How to evaluate whether summation of $e^n/(ne^n+1)$ diverges or converges?

Question

How to test this summation for divergence or convergence? $$\sum_{n=0}^\infty \frac{e^n}{ne^n+1}$$

Edit: Here is my work, but I got it wrong. I tried using the comparison test.

\begin{align*} a_n &= \frac{e^n}{ne^n + 1} \\ &> \frac{1}{e^n \cdot e^n + e^{2n}} \\ &= \frac{1}{e^{2n} + e^{2n}} \\ &= \frac{1}{2e^{2n}} \\ &= \frac{1}{2}\left(\frac{1}{e}\right)^{2n} \\ b_n &= \frac{1}{e^n} &r= \frac{1}{e} < 1 \text{ converges due to geo-series} \end{align*} Since $b_n$ converges, $a_n$ also converges by CT.

Answer 1

An intuitive approach is that $e^n$ becomes huge, so divide the numerator and denominator by it. Then the $e^{-n}$ is tiny, so ignore it. Remember that convergence only depends on what happens for large $n$. Can you flesh this out?

Answer 2

Hint: factor $e^n$ out of the denominator, and compare it to $\frac{1}{n+1}$. What do you notice?

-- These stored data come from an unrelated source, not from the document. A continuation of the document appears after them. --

PR #1063, opened 2015-06-17
last remaining txt to LAN

tgtje:
All texts  replaced by LANs (files are now complete)

### DIFF
--- a/e107_plugins/login_menu/languages/English.php
+++ b/e107_plugins/login_menu/languages/English.php
@@ -75,5 +75,8 @@ define('LAN_LOGINMENU_48', 'Menu Config');
 define('LAN_LOGINMENU_49', 'Email: ');
 define('LAN_LOGINMENU_50', 'Username or Email: ');
 define("LAN_LOGINMENU_51", "Sign In");
+define("LAN_LOGINMENU_52", "Logged in as ");
+define("LAN_LOGINMENU_53", "Sign In with Google "); //future ? bootstrap
+define("LAN_LOGINMENU_54", "Sign In with Twitter "); //future ? bootstrap
 
 ?>
--- a/e107_themes/bootstrap/theme_shortcodes.php
+++ b/e107_themes/bootstrap/theme_shortcodes.php
@@ -28,14 +28,14 @@ class theme_shortcodes extends e_shortcode
 			if(deftrue('USER_REGISTRATION'))
 			{
 				$text .= '
-				<li><a href="'.e_SIGNUP.'">Sign Up</a></li>
+				<li><a href="'.e_SIGNUP.'">'.LAN_LOGINMENU_3.'</a></li>
 				';
 			}
 			
 			$text .= '
 			<li class="divider-vertical"></li>
 			<li class="dropdown">
-				<a class="dropdown-toggle" href="#" data-toggle="dropdown">Sign In <strong class="caret"></strong></a>
+				<a class="dropdown-toggle" href="#" data-toggle="dropdown">'.LAN_LOGINMENU_51.'<strong class="caret"></strong></a>
 				<div class="dropdown-menu" style="padding: 15px; padding-bottom: 0px;">
 				<form method="post" onsubmit="hashLoginPassword(this)" action="'.e_REQUEST_HTTP.'" accept-charset="UTF-8">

Edit: additionally, your reasoning is flawed because you showed that your first sequence (the one in the problem) is greater than $\frac{1}{2e^{2n}}$, and then you argue that because the smaller sequence converges, then so does the original, larger one. This makes no sense. You may as well started with $f(n)=n$, and concluded it converges by the same reasoning (which it certainly doesn't).

Answer 3

Since you're trying to understand what went wrong when you took this question on a test, I'll fill in the blanks in the other answers. Divide the numerator and denominator by $e^n$ to see that

$$\sum_{n=0}^\infty \frac{e^n}{ne^n+1}=\sum_{n=0}^\infty \frac{1}{n+e^{-n}} \gt \sum_{n=0}^\infty \frac{1}{n+1}.$$

The last sum diverges. Thus, you've now proved that this series is larger than a series that you know diverges, so the series must also diverge.